┌──

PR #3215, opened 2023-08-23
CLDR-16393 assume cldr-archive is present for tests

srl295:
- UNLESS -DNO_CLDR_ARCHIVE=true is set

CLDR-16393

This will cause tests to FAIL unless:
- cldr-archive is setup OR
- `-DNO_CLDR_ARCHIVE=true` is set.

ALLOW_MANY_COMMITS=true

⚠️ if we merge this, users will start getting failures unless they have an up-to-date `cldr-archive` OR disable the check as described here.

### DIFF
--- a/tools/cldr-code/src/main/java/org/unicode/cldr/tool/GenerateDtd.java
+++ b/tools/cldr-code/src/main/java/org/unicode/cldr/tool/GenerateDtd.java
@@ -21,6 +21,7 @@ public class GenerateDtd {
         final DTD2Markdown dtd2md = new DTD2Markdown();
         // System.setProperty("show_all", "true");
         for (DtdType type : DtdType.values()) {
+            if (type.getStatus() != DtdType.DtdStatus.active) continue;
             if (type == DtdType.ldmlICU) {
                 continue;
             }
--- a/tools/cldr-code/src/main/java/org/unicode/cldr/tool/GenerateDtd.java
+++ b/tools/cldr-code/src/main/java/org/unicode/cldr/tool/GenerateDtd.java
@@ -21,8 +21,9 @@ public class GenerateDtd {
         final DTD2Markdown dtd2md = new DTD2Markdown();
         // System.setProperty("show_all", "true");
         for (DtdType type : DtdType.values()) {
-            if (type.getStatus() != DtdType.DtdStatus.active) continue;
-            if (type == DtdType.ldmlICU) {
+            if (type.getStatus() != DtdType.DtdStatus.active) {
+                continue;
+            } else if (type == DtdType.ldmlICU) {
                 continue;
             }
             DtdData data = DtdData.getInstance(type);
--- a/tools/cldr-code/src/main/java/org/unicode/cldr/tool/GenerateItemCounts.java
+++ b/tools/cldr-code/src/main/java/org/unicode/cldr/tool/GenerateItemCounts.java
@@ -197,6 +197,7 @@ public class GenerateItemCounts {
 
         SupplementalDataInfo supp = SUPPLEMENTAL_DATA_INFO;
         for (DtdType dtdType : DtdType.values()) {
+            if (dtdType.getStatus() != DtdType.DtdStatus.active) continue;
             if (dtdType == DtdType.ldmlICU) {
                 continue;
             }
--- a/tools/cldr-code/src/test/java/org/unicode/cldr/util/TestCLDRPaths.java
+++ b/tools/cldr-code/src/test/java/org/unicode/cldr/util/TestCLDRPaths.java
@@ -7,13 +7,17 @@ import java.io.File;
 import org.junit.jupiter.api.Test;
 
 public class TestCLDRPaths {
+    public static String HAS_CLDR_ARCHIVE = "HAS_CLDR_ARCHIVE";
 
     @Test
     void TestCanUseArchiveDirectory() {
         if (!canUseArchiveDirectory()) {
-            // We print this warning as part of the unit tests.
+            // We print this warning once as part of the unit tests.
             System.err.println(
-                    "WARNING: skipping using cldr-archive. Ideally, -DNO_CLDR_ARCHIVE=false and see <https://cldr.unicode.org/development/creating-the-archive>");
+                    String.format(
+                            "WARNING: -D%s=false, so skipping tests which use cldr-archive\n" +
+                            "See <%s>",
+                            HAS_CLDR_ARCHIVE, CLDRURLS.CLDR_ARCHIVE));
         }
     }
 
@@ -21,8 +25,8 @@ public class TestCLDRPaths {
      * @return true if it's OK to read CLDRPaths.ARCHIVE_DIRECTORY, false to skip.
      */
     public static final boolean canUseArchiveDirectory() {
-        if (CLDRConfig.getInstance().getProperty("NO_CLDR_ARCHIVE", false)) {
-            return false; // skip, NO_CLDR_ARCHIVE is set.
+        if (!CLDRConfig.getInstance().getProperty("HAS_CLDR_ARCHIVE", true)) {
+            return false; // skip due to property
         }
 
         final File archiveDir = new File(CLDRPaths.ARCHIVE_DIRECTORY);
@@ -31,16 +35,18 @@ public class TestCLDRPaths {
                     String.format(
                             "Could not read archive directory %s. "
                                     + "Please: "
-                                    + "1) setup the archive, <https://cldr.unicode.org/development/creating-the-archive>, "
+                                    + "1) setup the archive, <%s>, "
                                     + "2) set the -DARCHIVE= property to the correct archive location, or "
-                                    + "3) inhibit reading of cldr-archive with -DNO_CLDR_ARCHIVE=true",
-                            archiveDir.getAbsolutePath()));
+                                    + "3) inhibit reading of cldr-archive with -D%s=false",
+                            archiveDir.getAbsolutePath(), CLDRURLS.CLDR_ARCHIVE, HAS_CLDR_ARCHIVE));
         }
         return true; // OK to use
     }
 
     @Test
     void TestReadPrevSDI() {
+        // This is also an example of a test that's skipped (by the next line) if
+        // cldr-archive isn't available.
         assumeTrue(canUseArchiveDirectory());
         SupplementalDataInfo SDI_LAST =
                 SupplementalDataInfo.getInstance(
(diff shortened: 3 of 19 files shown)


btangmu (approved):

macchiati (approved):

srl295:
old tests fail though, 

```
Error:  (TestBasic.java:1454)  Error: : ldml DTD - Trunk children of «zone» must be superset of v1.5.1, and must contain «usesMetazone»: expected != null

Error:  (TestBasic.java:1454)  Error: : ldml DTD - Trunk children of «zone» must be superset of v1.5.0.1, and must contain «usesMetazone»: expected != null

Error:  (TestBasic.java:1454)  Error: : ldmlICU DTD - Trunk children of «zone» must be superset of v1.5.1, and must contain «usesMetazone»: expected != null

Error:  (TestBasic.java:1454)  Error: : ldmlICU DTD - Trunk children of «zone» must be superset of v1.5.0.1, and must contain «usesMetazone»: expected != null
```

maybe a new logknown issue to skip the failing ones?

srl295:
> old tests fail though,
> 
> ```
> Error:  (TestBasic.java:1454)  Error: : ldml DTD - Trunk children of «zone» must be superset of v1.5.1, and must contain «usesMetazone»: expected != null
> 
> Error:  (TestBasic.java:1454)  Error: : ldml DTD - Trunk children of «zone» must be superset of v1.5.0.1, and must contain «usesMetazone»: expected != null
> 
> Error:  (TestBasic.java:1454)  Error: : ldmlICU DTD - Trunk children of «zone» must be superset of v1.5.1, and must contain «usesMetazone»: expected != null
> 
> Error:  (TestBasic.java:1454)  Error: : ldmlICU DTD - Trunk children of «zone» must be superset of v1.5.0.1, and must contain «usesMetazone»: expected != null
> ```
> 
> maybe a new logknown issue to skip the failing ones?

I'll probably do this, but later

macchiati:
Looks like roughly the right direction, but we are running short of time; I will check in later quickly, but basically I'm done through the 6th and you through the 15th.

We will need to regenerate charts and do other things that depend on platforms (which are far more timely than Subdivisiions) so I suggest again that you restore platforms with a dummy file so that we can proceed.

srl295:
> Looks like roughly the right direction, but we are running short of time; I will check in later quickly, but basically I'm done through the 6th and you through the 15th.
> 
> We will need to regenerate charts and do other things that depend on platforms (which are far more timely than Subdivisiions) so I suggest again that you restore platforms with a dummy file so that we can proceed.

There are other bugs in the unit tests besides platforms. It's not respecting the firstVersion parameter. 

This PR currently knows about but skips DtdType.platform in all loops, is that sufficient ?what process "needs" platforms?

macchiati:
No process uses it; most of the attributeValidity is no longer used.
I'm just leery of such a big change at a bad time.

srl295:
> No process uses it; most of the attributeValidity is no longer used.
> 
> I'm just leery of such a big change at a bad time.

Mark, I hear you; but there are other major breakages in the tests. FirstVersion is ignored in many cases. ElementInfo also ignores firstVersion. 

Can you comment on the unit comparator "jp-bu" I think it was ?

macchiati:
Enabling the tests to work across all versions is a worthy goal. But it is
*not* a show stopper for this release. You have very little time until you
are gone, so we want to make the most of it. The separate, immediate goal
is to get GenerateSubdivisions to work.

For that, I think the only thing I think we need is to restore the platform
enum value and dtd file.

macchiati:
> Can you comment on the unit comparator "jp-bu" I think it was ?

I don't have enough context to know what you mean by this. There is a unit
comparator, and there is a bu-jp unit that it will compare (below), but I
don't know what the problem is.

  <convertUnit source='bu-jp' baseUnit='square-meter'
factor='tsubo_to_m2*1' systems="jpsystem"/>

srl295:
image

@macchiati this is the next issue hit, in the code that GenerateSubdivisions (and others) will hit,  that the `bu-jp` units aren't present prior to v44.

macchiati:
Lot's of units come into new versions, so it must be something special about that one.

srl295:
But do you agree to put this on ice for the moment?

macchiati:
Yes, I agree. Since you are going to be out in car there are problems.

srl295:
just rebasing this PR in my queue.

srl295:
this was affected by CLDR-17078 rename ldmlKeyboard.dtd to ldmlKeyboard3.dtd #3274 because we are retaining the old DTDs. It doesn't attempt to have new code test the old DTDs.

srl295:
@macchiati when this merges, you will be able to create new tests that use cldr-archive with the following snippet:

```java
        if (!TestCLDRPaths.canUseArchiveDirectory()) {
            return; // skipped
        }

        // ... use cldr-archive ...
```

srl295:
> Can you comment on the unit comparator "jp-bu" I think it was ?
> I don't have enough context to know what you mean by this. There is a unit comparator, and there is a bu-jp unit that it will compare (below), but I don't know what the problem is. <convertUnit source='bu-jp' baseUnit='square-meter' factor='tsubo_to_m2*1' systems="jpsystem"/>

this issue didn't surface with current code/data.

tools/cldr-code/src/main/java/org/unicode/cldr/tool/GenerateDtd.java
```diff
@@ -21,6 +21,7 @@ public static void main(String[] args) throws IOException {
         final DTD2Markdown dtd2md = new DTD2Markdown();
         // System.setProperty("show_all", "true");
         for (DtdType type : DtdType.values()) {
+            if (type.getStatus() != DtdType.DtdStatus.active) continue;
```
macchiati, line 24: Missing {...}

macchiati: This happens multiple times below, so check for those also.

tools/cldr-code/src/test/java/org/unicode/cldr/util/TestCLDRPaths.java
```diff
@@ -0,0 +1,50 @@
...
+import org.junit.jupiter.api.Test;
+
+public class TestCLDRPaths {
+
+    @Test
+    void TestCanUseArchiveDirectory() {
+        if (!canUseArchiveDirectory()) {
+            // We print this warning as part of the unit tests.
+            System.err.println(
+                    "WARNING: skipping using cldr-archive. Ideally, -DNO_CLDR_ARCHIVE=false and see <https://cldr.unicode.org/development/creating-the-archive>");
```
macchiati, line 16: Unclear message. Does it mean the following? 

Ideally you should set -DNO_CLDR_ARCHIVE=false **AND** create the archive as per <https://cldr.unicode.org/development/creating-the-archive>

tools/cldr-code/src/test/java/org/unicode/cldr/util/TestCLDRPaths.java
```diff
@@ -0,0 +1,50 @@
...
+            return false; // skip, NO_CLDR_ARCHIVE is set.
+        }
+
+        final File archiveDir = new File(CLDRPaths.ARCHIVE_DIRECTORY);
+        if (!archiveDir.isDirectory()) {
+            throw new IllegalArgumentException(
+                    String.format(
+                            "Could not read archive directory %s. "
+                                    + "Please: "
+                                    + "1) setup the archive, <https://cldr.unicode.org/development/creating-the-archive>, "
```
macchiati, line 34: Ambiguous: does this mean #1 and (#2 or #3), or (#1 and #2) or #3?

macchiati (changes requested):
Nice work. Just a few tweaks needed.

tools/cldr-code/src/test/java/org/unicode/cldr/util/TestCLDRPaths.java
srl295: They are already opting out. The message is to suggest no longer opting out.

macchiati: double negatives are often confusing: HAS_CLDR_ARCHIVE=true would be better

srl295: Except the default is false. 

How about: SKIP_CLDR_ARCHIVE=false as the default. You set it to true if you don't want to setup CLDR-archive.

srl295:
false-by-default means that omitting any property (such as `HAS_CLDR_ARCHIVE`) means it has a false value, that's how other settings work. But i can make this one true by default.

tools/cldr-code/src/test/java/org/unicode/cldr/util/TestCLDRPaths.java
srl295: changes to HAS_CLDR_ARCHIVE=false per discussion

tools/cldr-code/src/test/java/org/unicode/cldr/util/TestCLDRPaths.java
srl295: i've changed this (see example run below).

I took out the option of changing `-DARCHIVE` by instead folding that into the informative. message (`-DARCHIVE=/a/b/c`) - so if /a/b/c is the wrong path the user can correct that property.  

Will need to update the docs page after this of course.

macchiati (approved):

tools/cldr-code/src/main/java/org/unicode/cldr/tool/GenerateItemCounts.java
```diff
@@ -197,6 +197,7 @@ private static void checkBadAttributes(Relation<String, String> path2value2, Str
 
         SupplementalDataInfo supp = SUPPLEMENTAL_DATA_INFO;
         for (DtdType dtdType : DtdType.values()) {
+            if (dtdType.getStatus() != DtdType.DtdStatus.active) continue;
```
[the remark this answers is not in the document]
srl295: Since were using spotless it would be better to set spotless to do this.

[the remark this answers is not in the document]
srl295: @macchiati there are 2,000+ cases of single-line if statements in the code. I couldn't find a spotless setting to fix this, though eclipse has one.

└──

▸ Task directions:
Search the entries above for the string "restore". Copy each line that holds it.

▸ Answer to this task:
We will need to regenerate charts and do other things that depend on platforms (which are far more timely than Subdivisiions) so I suggest again that you restore platforms with a dummy file so that we can proceed.
> We will need to regenerate charts and do other things that depend on platforms (which are far more timely than Subdivisiions) so I suggest again that you restore platforms with a dummy file so that we can proceed.
For that, I think the only thing I think we need is to restore the platform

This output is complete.